“Alright class, now which of these has food and which of these has actions?”
Kathy Fagan pointed to two words on the chalkboard in front of her: “ingredients” and “instructions”. For that day’s lesson, her small class of eight students discussed the concept of a recipe in their makeshift classroom in the basement of the Bustleton Library. In front of her was a table with an assortment of food-related items, ranging from olive oil to spices to dishes, objects to be used for a hands-on cooking demo at the end of class.
As a volunteer teacher working with The Center for Literacy, the nation’s largest nonprofit community-based literacy program, she has helped non-English speakers with their language barriers for about four years.

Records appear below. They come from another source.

PR #92533, opened 2020-06-26
Stop enabling alpha runtimeclass API

liggitt:
**What type of PR is this?**
/kind cleanup

Stops enabling the alpha runtimeclass API in versions that have the beta API available

```release-note
NONE
```

/cc @tallclair


BenTheElder:
/retest
integration flake looks fun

“The biggest obstacle for me is the fact that we work off site. There are no textbooks, I develop my own lessons, and there are no places to even make photo copies,” Fagan said.
Despite the struggle, teaching is something Fagan finds joy in. Her students, who currently come from Russia to Egypt to Belarus, showed intense respect and affection for her.
“Because of her, I can now speak English a little,” said Bintou Diabate, who moved to the area from Guinea, West Africa.
Fagan’s work is exceptional in that it has helped local residents in the area improve their lives in a multitude of ways.
“Sometimes people come to class to improve their English so that they can find better work,” Fagan said. “Many of these people are house cleaners or maids and want to find better pay. But some of them – mostly the elderly – come during the days for companionship, to connect with the community.”
Whatever their reasons for attending class, the students have flourished under Fagan’s care. But the problem is resources.
“We’re in great need of volunteers,” Fagan said. “The Center for Literacy provides everything, including training. For many of the higher-level speakers, they simply need someone to practice speaking English with.”